| WHAT YOU WILL DO |
Give again, word for word, each line below starting at the one that contains "udan11: Fabricating two" and ending at the one that contains "PR #8910, opened 2020-02-10".

--*--

PR #8784, opened 2020-01-24
FEATURE: allow searching public topics and private messages simultaneously

adqm:
As discussed in [this thread](https://meta.discourse.org/t/search-public-topics-and-pms-simultaneously), this PR is a first attempt at allowing users to use a single query to search both public and private messages.

I've done a little bit of testing on my own machine and things kind of seem to work (also added a few little unit test cases), but I'm not sure I quite grok the way everything is hooked up, so it's possible I missed something.

Feedback and criticism are welcome!  I'm happy to discuss, and to modify as necessary.

### DIFF
--- a/lib/search.rb
+++ b/lib/search.rb
@@ -28,7 +28,7 @@ class Search
   end
 
   def self.facets
-    %w(topic category user private_messages tags)
+    %w(topic category user private_messages tags all_topics)
   end
 
   def self.ts_config(locale = SiteSetting.default_locale)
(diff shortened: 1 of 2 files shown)


davidtaylorhq:
Thanks for this @adqm. I just made a couple of small rearrangements.

Will merge tomorrow

adqm:
Woo-hoo, thanks!  And agreed that your changes are a big improvement.

PR #8895, opened 2020-02-07
FIX: Make inline oneboxes work with secured topics in secured contexts

udan11:


udan11:
That behaviour is already tested in `oneboxer_spec.rb`, but I have added another test in `inline_oneboxer_spec.rb`.

spec/components/inline_oneboxer_spec.rb
```diff
@@ -57,6 +62,39 @@
...
+
+    let(:admin) { Fabricate(:admin) }
+
+    it "can lookup private topics if in same category" do
+      topic = Fabricate(:topic, category: category)
+      topic1 = Fabricate(:topic, category: category)
+      topic2 = Fabricate(:topic, category: category2)
+
+      # Link to `topic` from new topic (same category)
+      onebox = InlineOneboxer.lookup("#{Discourse.base_url}#{topic.relative_url}", user_id: admin.id, category_id: category.id, skip_cache: true)
```
ZogStriP: Why use `topic.relative_url` instead of `topic.url`?

spec/fabricators/category_fabricator.rb
```diff
@@ -10,23 +10,13 @@
...
-  slug 'happy'
-  user
-end
-
 Fabricator(:private_category, from: :category) do
   transient :group
 
-  name 'Private Category'
-  slug 'private'
+  name { sequence(:name) { |n| "Private Category #{n}" } }
```
ZogStriP: Why that change?

udan11: Fabricating two `:private_category` in the same context would raise a 'duplicate name / slug' validation error.

PR #8906, opened 2020-02-10
DEV: Replace User.unstage and User#unstage API with User#unstage!

CvX:
Quoting @SamSaffron:

> * User.unstage mixes concerns of both unstaging users and updating params which is fragile/surprising.
> * u.unstage destroys notifications and raises a user_unstaged event prior to the user becoming unstaged and the user object being saved.

`User#unstage!` no longer updates user attributes and saves the object before triggering the `user_unstaged` event.

---

_To be merged after the next release?_


ZogStriP:
@CvX can you fix the conflict and merge sooner rather than later?

PR #8907, opened 2020-02-10
DEV: enforces no-invalid-interactive linting rule

jjaffeux:


app/assets/javascripts/admin/templates/components/themes-list.hbs
```diff
@@ -1,10 +1,17 @@
...
+  {{d-button
+    action=(action "changeView")
+    actionParam=THEMES
+    class=(concat "themes-tab " "tab " (if themesTabActive 'btn-danger active' ''))
+    label="admin.customize.theme.title"
+  }}
+  {{d-button
+    action=(action "changeView")
+    actionParam=COMPONENTS
+    class=(concat "themes-tab " "tab " (if componentsTabActive 'btn-danger active' ''))
```
CvX:
```suggestion
    class=(concat "components-tab " "tab " (if componentsTabActive 'btn-danger active' ''))
```

jjaffeux: nice catch thx

jjaffeux:
> This seems good but is more likely to break stuff than some of the other linting changes right? Considering we have a release scheduled for next week, how confident do you feel about it?

I'm a little bit worried, the alert change I made is probably risky given the lot of different ways we use alerts and with different markup... maybe we wait

PR #8910, opened 2020-02-10
DEV: introducing user-chooser

jjaffeux:
user-chooser is a new select-kit component which aims to replace user-selector in the long term.


app/assets/javascripts/select-kit/components/user-chooser.js.es6
```diff
@@ -0,0 +1,85 @@
...
+      exclude: this.excludedUsers,
+      includeGroups: options.includeGroups,
+      allowedUsers: options.allowedUsers,
+      includeMentionableGroups: options.includeMentionableGroups,
+      includeMessageableGroups: options.includeMessageableGroups,
+      groupMembersOf: options.groupMembersOf,
+      allowEmails: options.allowEmails
+    }).then(result => {
+      if (typeof result === "string") {
+        // do nothing promise probably got cancelled
```
eviltrout: This is a bit odd - you saw this error in testing?

jjaffeux: Not that's not odd, this is fully expected. I guess this is an artifact of the past. But when we cancel userSearch will return some _CANCELED string.

Promise cancelation can happen if you have an empty filter and no topicId/categoryId,  these files (userSearch, category tag search...) would need a huge refactoring, but didn't want it touch it for now. So I handled this case like this for now.

eviltrout: So it's our code that produces _CANCELLED? In that case this is OK but it's just an odd pattern to have to check for a string as an API. If it's not new here let's leave it for now.

discoursereviewbot: [Joffrey JAFFEUX posted](https://review.discourse.org/t/dev-introducing-user-chooser-pr-8910/8914/8):

yes our code creates this. it’s in lib/user-search

PR #8912, opened 2020-02-10
FIX: Render HTML for pie chart options

markvanlan:
We have to render our own legends for Chartjs charts if we want HTML to be rendered. That is what this does. Turns off legends by default but then renders them after the chart is rendered.

Legends are rendered beneath the chart now so the chart is never hidden inside a scrollable section on load.

I stripped all HTML tags out of the mouse popup when hovering over the pie. That will always be rendered as text, not html so this makes it readable :+1: 

# Old

Screenshot from 2020-02-10 11-05-38

# New
Screenshot from 2020-02-10 11-10-37


plugins/poll/assets/javascripts/widgets/discourse-poll.js.es6
```diff
@@ -620,13 +622,14 @@ createWidget("discourse-poll-pie-chart", {
...
+    contents.push(h(`div#poll-results-legend-${attrs.id}.pie-chart-legends`));
     return contents;
   }
 });
 
 function pieChartConfig(data, labels, opts = {}) {
-  const aspectRatio = "aspectRatio" in opts ? opts.aspectRatio : 2.0;
-  const displayLegend = "displayLegend" in opts ? opts.displayLegend : true;
+  const aspectRatio = "aspectRatio" in opts ? opts.aspectRatio : 2.2;
+  const strippedLabels = labels.map(l => l.replace(/<[^>]*>?/gm, "").trim());
```
eviltrout: Stripping HTML can be error prone. I just want to confirm that there's no other way to have the chart library omit this?

markvanlan: @eviltrout Chartjs does not have a strip out html feature.

I could do something more robust like this
```
function strip(html){
   var doc = new DOMParser().parseFromString(html, 'text/html');
   return doc.body.textContent || "";
}
```

plugins/poll/assets/javascripts/widgets/discourse-poll.js.es6
```diff
@@ -636,13 +639,26 @@ function pieChartConfig(data, labels, opts = {}) {
...
     options: {
       responsive: true,
       aspectRatio,
       animation: { duration: 400 },
-      legend: { display: displayLegend }
+      legend: { display: false },
+      legendCallback: function(chart) {
+        let text = [];
+        for (let i = 0; i < labels.length; i++) {
+          text.push(
```
jjaffeux: As much as possible I think it's better create DOM objects here instead of string string concatenation.

https://developer.mozilla.org/en-US/docs/Web/API/Document/createElement

plugins/poll/assets/javascripts/widgets/discourse-poll.js.es6
eviltrout: Sure, try it out but be sure to check performance and if it works in IE11.

plugins/poll/assets/javascripts/widgets/discourse-poll.js.es6
markvanlan: I believe this introducing more complexity because we are inside a widget.

I changed the legendCallback to this: 
```javascript
      legendCallback: function(chart) {
        let legendsContainer = document.createElement('div')
        for (let i = 0; i < labels.length; i++) {
          let legend = document.createElement("div")
          let swatch = document.createElement("span")
          legend.classList.add('legend')
          swatch.classList.add('swatch')
          swatch.style.backgroundColor = chart.data.datasets[0].backgroundColor[i]
          let legendLabel = document.createElement('span')
          legendLabel.innerHTML = labels[i]
          legend.appendChild(swatch)
          legend.appendChild(option)
          legendsContainer.appendChild(legend)
        }
        return legendsContainer
      }
```

And then inside the widget
```javascript
      document.getElementById(
        `poll-results-legend-${attrs.id}`
      ).appendChild(chart.generateLegend());
```

But the problem is now that those DOM  elements are being held outside of scope of the widget, so they are not being garbage collected. Whenever the widget is re-rendered, the legend is duplicated.

Screenshot from 2020-02-10 15-57-42

I think returning an HTML string here is better than doing manual cleanup. What do you think @jjaffeux ?

jjaffeux: there's probably a way but chart.js doesnt make it easy for sure... Let's give up on this. Thanks for trying.

plugins/poll/assets/javascripts/widgets/discourse-poll.js.es6
markvanlan: @eviltrout Do you trust caniuse? It says that it has full support for every major browser.

https://caniuse.com/#feat=mdn-api_domparser_parsefromstring_html

PR #8913, opened 2020-02-10
DEV: Use classes for styling user and group cards

davidtaylorhq:
With hard-coded element-ids, it is impossible for themes/plugins to display multiple cards on a single page. Using classes is a more flexible approach.

This is a low-risk change for core, but it will likely break a number of themes/plugins. One mitigation would be to maintain the element-ids, in addition to the new classes. Then themes/plugins which need multiple cards per page can override the element-id manually. We could then look at removing the element-id later 🤔

Leaving this as a draft for now while we decide the best approach... do you have any thoughts @awesomerobot


davidtaylorhq:
Updated to maintain the element-ids for compatibility. Will merge tomorrow if there are no objections :)

PR #8915, opened 2020-02-10
FIX: Make category slug validation less strict

udan11:
This was changed recently and caused issues saving old categories which
already had digits at the beginning of the slug (for example, '30-days').


udan11:
I avoided that one because we also support URLs such as `/c/ID-SLUG/`.

PR #8919, opened 2020-02-10
add postmark webhook handling

pfaffman:
Add webhook processing for postmark bounces and spam complaints.

It appears to do the Right Thing for Bounce and Spam complaint webhook processing.


eviltrout:
Looks good to me! Thanks.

--*--

| RESPONSE TO THE TASK |
udan11: Fabricating two `:private_category` in the same context would raise a 'duplicate name / slug' validation error.

PR #8906, opened 2020-02-10
DEV: Replace User.unstage and User#unstage API with User#unstage!

CvX:
Quoting @SamSaffron:

> * User.unstage mixes concerns of both unstaging users and updating params which is fragile/surprising.
> * u.unstage destroys notifications and raises a user_unstaged event prior to the user becoming unstaged and the user object being saved.

`User#unstage!` no longer updates user attributes and saves the object before triggering the `user_unstaged` event.

---

_To be merged after the next release?_


ZogStriP:
@CvX can you fix the conflict and merge sooner rather than later?

PR #8907, opened 2020-02-10
DEV: enforces no-invalid-interactive linting rule

jjaffeux:


app/assets/javascripts/admin/templates/components/themes-list.hbs
```diff
@@ -1,10 +1,17 @@
...
+  {{d-button
+    action=(action "changeView")
+    actionParam=THEMES
+    class=(concat "themes-tab " "tab " (if themesTabActive 'btn-danger active' ''))
+    label="admin.customize.theme.title"
+  }}
+  {{d-button
+    action=(action "changeView")
+    actionParam=COMPONENTS
+    class=(concat "themes-tab " "tab " (if componentsTabActive 'btn-danger active' ''))
```
CvX:
```suggestion
    class=(concat "components-tab " "tab " (if componentsTabActive 'btn-danger active' ''))
```

jjaffeux: nice catch thx

jjaffeux:
> This seems good but is more likely to break stuff than some of the other linting changes right? Considering we have a release scheduled for next week, how confident do you feel about it?

I'm a little bit worried, the alert change I made is probably risky given the lot of different ways we use alerts and with different markup... maybe we wait

PR #8910, opened 2020-02-10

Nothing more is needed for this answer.